Start with the first line of the material. Repeat each line exactly through the one that contains "Leaving with speed ups of".
Data shown section start
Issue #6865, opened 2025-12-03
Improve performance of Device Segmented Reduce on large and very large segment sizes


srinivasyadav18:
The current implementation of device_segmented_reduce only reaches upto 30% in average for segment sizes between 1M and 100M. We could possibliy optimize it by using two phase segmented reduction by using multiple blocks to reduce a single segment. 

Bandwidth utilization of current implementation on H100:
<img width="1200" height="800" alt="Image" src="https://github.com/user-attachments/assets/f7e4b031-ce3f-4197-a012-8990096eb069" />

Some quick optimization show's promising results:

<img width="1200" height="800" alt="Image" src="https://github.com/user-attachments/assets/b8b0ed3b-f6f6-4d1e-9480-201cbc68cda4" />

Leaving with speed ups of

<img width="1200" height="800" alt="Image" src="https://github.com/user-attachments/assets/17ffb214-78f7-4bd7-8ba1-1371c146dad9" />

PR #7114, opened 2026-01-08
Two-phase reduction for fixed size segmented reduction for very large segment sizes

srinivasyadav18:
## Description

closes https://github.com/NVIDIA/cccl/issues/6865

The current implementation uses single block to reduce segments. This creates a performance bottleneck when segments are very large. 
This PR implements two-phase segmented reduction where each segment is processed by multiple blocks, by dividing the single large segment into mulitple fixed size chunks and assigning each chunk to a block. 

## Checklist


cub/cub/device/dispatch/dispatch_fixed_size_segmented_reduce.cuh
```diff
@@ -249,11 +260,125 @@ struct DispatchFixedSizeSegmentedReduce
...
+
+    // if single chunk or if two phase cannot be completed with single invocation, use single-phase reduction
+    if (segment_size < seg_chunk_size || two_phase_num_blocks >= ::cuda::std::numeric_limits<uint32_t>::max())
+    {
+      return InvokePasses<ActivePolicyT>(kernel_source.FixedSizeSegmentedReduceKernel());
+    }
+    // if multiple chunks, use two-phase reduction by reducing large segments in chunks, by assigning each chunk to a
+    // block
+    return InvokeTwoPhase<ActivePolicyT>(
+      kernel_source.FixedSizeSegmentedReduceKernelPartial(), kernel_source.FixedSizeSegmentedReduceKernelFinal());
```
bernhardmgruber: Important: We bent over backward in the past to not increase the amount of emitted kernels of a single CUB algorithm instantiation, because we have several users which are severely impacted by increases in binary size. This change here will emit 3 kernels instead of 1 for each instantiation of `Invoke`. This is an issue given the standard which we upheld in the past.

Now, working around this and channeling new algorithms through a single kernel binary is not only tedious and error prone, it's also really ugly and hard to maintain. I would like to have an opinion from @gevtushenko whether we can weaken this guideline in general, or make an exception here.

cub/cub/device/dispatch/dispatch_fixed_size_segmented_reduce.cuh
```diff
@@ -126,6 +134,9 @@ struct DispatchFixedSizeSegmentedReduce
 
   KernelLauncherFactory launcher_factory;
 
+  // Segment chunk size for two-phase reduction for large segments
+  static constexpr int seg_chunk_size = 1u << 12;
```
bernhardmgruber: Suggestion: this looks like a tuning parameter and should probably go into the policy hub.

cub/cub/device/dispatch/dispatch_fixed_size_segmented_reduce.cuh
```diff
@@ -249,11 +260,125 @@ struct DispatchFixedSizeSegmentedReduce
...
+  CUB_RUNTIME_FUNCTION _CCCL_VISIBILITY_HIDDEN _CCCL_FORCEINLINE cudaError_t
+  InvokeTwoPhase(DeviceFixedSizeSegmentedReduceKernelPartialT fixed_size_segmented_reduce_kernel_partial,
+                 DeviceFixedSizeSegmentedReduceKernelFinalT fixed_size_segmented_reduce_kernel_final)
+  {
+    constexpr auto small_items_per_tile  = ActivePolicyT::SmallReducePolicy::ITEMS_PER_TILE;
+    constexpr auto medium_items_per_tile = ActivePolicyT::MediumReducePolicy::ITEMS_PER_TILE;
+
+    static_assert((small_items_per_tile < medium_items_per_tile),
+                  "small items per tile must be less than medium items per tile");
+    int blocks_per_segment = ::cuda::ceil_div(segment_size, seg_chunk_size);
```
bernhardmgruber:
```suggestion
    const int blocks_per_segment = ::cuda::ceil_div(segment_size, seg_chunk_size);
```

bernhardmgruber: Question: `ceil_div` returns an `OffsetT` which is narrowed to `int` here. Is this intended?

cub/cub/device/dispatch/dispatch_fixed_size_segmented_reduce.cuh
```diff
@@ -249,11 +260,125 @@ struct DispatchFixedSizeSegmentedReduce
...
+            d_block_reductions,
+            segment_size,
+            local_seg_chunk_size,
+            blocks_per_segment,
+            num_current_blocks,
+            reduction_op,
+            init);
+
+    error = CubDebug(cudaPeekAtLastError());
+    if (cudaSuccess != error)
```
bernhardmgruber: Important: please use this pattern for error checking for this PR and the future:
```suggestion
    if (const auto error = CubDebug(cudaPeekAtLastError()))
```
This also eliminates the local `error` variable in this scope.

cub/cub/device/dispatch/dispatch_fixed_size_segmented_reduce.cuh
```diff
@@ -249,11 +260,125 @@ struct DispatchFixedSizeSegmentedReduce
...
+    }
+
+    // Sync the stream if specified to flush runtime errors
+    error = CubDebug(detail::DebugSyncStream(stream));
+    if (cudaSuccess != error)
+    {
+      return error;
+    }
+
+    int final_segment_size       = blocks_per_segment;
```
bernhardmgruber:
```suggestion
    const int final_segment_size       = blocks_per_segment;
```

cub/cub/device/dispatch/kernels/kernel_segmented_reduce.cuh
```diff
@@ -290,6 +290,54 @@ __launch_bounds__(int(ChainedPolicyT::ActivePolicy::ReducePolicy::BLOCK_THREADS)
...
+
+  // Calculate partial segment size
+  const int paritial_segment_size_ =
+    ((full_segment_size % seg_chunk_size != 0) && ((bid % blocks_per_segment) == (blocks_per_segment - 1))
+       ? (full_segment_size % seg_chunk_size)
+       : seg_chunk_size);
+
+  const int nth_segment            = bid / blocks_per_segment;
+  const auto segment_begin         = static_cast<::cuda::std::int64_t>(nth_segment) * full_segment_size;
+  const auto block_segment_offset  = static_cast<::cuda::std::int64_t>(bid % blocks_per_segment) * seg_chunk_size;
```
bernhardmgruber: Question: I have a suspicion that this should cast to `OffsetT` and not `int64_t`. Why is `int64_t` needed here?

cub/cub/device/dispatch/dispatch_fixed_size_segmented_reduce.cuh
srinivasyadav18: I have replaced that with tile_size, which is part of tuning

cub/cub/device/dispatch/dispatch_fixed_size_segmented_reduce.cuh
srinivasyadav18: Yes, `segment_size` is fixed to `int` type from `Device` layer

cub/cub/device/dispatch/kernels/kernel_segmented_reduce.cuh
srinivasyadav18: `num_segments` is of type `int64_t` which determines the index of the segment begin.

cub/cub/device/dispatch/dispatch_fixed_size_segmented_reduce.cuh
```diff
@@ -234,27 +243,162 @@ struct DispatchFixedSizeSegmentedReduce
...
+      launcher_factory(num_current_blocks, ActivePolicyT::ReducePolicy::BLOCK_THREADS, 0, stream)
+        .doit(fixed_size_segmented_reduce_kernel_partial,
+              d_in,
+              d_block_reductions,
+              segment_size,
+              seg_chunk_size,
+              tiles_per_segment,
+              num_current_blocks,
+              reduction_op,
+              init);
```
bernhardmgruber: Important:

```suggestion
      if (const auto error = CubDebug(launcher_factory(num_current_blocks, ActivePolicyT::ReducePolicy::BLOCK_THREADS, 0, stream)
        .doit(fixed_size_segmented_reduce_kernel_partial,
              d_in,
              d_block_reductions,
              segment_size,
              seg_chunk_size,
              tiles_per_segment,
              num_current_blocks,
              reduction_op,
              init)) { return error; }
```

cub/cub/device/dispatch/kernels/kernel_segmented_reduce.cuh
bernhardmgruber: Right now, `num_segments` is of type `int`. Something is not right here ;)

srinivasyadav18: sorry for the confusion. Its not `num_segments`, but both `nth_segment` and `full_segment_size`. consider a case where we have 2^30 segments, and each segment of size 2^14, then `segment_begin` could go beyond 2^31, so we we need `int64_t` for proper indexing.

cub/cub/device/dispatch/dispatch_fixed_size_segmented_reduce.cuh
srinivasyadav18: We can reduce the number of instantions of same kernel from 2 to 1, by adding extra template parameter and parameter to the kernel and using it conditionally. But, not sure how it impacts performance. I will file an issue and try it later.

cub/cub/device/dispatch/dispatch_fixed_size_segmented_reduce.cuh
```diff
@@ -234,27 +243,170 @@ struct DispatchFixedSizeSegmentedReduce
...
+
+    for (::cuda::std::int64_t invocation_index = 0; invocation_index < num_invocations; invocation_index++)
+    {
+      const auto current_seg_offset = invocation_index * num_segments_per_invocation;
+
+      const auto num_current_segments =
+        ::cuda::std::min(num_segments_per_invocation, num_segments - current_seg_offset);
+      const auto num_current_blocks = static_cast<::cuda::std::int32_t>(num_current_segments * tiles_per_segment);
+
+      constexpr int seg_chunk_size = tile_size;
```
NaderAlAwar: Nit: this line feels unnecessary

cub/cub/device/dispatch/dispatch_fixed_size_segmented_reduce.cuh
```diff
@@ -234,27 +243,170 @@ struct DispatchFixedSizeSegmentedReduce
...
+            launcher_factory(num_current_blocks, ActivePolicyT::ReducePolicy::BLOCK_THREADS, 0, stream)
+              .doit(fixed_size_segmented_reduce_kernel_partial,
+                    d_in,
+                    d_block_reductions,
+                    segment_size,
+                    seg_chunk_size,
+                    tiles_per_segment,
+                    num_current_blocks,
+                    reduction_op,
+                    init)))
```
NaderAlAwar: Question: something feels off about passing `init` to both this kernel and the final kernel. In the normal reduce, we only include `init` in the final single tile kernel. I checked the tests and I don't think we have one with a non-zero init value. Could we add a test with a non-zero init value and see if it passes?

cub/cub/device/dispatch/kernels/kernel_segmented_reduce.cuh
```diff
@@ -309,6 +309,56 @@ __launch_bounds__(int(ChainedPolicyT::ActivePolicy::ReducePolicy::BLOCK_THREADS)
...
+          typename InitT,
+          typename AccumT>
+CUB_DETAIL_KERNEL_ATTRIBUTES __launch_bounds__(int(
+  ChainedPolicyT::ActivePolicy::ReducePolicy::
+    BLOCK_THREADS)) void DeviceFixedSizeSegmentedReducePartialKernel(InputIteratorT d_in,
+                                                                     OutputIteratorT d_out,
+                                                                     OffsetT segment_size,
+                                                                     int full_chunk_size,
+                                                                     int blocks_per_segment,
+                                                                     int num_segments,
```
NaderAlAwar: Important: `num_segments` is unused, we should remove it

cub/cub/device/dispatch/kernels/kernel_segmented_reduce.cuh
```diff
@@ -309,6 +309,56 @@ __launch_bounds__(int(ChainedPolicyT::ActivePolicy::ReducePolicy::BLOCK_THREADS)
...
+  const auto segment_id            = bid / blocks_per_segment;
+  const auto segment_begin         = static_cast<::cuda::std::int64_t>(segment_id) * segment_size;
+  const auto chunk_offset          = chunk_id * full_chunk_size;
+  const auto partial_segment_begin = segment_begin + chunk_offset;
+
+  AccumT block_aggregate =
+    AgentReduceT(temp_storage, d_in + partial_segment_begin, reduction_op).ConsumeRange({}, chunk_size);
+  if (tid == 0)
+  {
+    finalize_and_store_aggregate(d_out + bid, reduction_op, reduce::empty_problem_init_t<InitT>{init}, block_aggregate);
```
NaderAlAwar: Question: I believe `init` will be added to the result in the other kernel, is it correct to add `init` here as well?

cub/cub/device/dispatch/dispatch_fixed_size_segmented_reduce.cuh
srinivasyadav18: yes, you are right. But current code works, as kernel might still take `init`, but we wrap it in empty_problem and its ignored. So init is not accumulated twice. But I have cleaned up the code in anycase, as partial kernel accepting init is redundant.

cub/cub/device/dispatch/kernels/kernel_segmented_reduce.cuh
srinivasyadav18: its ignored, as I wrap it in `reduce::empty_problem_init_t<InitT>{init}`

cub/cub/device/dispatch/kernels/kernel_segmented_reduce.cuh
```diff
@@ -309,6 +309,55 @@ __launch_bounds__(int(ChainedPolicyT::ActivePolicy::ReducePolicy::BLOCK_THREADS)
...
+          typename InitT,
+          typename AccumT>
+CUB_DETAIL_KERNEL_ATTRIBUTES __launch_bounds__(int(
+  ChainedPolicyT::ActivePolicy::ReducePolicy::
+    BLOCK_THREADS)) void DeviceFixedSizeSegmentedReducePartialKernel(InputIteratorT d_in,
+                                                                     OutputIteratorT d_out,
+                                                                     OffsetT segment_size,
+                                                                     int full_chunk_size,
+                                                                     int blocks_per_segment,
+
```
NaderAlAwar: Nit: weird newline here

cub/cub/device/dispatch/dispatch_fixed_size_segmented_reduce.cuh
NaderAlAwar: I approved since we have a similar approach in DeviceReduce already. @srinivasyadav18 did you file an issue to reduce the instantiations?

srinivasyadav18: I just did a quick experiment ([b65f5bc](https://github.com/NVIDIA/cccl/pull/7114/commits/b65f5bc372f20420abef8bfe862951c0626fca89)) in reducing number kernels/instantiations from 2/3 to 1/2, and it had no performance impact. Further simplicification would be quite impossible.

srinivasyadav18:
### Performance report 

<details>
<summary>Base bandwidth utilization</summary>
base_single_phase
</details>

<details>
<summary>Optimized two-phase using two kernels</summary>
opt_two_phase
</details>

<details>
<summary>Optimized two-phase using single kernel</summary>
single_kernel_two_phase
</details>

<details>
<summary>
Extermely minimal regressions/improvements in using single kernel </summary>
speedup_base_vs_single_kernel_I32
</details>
Data shown section end
#### [The answer]
Issue #6865, opened 2025-12-03
Improve performance of Device Segmented Reduce on large and very large segment sizes


srinivasyadav18:
The current implementation of device_segmented_reduce only reaches upto 30% in average for segment sizes between 1M and 100M. We could possibliy optimize it by using two phase segmented reduction by using multiple blocks to reduce a single segment. 

Bandwidth utilization of current implementation on H100:
<img width="1200" height="800" alt="Image" src="https://github.com/user-attachments/assets/f7e4b031-ce3f-4197-a012-8990096eb069" />

Some quick optimization show's promising results:

<img width="1200" height="800" alt="Image" src="https://github.com/user-attachments/assets/b8b0ed3b-f6f6-4d1e-9480-201cbc68cda4" />

Leaving with speed ups of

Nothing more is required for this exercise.